Die Tochter von Bush-Sänger Gavin Rossdale hatte im letzten Jahr für eine Fotostrecke des Männermagazins die Hüllen fallen lassen und es mit diesen Bildern sogar auf das Cover des Magazins geschafft. Rückblickend gesteht sie jetzt in einem Interview mit dem britischen "Style"-Magazin, dass sie ziemlich geschockt gewesen sei, als sie die Bilder zum ersten Mal sah. Zum Glück hatten ihr die Redakteure vorab eine Email geschickt, bevor das Heft in den Verkauf ging. "_Als ich die Email mit den Bildern bekam, war ich von dem letzten Foto ziemlich geschockt und dachte: 'müssen sie wirklich so viel zeigen_'", erinnert sie sich. Ihre Mutter Pearl Lowe wollte die Bilder, auf denen das junge Model lediglich mit einer knappen Hotpant und einem BH bekleidet war, sogar überhaupt nicht ansehen. Ihr Großmutter zeigte sich gegenüber den Erotik-Bildern allerdings wesentlich aufgeschlossener, wie die 23-jährige erzählt: "_Ach Schätzchen, wenn du etwas hast, zeig es auch ruhig her, denn wenn du erst 60 bist, wirst du dich darüber freuen!", zitiert sie die alte Dame._"

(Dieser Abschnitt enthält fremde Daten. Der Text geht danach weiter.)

PR #3093, opened 2026-09-10
fix(ollama): serialize tool result name as tool_name

### LINKED ISSUE #3092: [Bug]: Ollama tool result messages use name instead of tool_name
## Describe the bug

When AgentScope-Java serializes a tool result for an Ollama chat request, the tool name is emitted as the JSON field `name`.

According to Ollama's official tool-calling protocol, a tool result message should use the `tool_name` field:

https://docs.ollama.com/capabilities/tool-calling

For example:

```json
{
  "role": "tool",
  "tool_name": "get_temperature",
  "content": "22°C"
}
```

## To Reproduce

Using the current `main` branch:

```java
ToolResultBlock toolResult =
        new ToolResultBlock(
                "call123",
                "test_tool",
                List.of(TextBlock.builder().text("Tool result output").build()),
                null);

Msg msg = Msg.builder()
        .role(MsgRole.TOOL)
        .content(toolResult)
        .build();

OllamaMessage converted = new OllamaMessageConverter().convertMessage(msg);
String json = new JacksonJsonCodec().toJson(converted);
```

## Actual behavior

The tool result name is serialized using the `name` field:

```json
{
  "role": "tool",
  "content": "Tool result output",
  "tool_call_id": "call123",
  "name": "test_tool"
}
```

## Expected behavior

The serialized message should use Ollama's `tool_name` field:

```json
{
  "role": "tool",
  "content": "Tool result output",
  "tool_call_id": "call123",
  "tool_name": "test_tool"
}
```

## Impact

The Java object retains the correct tool name, so object-level conversion tests can pass. However, the final wire-format JSON does not use the field name expected by Ollama's tool-calling protocol.

This may prevent Ollama from correctly interpreting tool results during subsequent tool-calling turns.

## Evidence

- The existing conversion test verifies `OllamaMessage.getName()`, but does not verify the serialized JSON field name.
- A wire-format regression test reproduces the mismatch on the current `main` branch.
- The mismatch is isolated to the JSON property mapping of the Ollama tool-result message.

## Scope

This issue concerns the serialization of tool result messages only. Tool definitions and `tool_calls.function.name` should remain unchanged.

liugy789:
## Summary

- Serialize Ollama tool result messages with the `tool_name` JSON field.
- Add a wire-format regression test to prevent the incorrect `name` field from returning.

Fixes #3092

## Root Cause

`OllamaMessage` stores the tool name in the internal Java field `name`, but the field was serialized with:

```java
@JsonProperty("name")
```

Ollama's official tool-calling protocol expects tool result messages to use `tool_name`:

https://docs.ollama.com/capabilities/tool-calling

As a result, AgentScope-Java produced tool result payloads like:

```json
{
  "role": "tool",
  "content": "Tool result output",
  "tool_call_id": "call123",
  "name": "test_tool"
}
```

The expected payload is:

```json
{
  "role": "tool",
  "content": "Tool result output",
  "tool_call_id": "call123",
  "tool_name": "test_tool"
}
```

## Implementation

- Changed the Jackson mapping in `OllamaMessage` from `name` to `tool_name`.
- Kept the existing Java getter and setter unchanged.
- Added a regression test covering:

  `ToolResultBlock → OllamaMessageConverter → JSON serialization`

The fix applies to the shared Ollama message DTO used by the regular converter, chat formatter, and multi-agent formatter.

## Compatibility and Scope

- No public Java accessor changes.
- No changes to `tool_calls.function.name`.
- No changes to `tool_call_id`.
- No changes to Python code or other model providers.
- The change is limited to Ollama tool result message serialization.

## Tests

- [x] Added a regression test that verifies `tool_name` is present in the serialized JSON.
- [x] Verified that the incorrect `name` field is not emitted.
- [x] Ollama formatter and converter tests pass.
- [x] Full Ollama module tests pass.
- [x] Spotless check passes.
- [x] `git diff --check` passes.

No live Ollama server E2E test was run locally. The regression test validates the wire-format serialization boundary directly.


amyaxy:
LGTM

amyaxy (commented):
LGTM

oss-maintainer (approved):
LGTM — verified the fix at the DTO level rather than taking the description on faith:

- `OllamaMessage` is annotated `@JsonInclude(NON_NULL)` at class level, so the renamed `tool_name` never leaks onto `system`/`user`/`assistant` messages (they leave `name` null).
- `setName(...)` is only reached on the `ToolResultBlock` paths (`OllamaMessageConverter:92`, `OllamaChatFormatter:174`, `OllamaMultiAgentFormatter:404`), and the multi-agent formatter sets `role = "tool"` before setting the name — so no site produces a non-tool message carrying `tool_name`.
- `tool_calls.function.name` and `tool_call_id` are untouched, so the request shape stays protocol-correct in both directions.
- I grepped the remaining `@JsonProperty("name")` occurrences: `OllamaFunction` / `OllamaToolFunction` are tool *declaration* DTOs where `name` is correct per the Ollama docs — no sibling fix needed.

Two optional follow-ups (not blocking, no need to force-push for these):
1. `assertTrue(json.contains("\"tool_name\":\"test_tool\""))` couples the assertion to Jackson's field ordering and to the current no-pretty-print output. Deserialising the JSON back to a `Map` and asserting on the keys (`containsKey("tool_name")`, `!containsKey("name")`) would keep the same regression covered without that coupling.
2. Consider `@JsonAlias("name")` on the field if any tests/fixtures or replayed conversations in the wild carry the old `name` key on tool messages, so deserialization stays tolerant of the previous wire shape.

Nice catch and a clean, minimal fix. 🎉

---

agentscope-extensions/agentscope-extensions-model/agentscope-extensions-model-ollama/src/main/java/io/agentscope/extensions/model/ollama/dto/OllamaMessage.java
```diff
@@ -48,7 +48,7 @@ public class OllamaMessage {
     private String toolCallId;
 
     /** The name of the tool/function (optional/required for tool messages). */
-    @JsonProperty("name")
+    @JsonProperty("tool_name")
```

Mehr Scans von der Ausgabe gibts hoffentlich bald hier:
http://www.celebboard.net/internati...isy-lowe-instyle-uk-september-2012-x1-mq.html


----------



## Q (3 Aug. 2012)

> _'müssen sie wirklich so viel zeigen_'


  ja was dachte sie denn bloß  

Oder hat sie sich geärgert, das die Unterwäsche zu sehen war? Dann hätte sie die ausziehen können 


btw die Oma ist cool :thumbup:


----------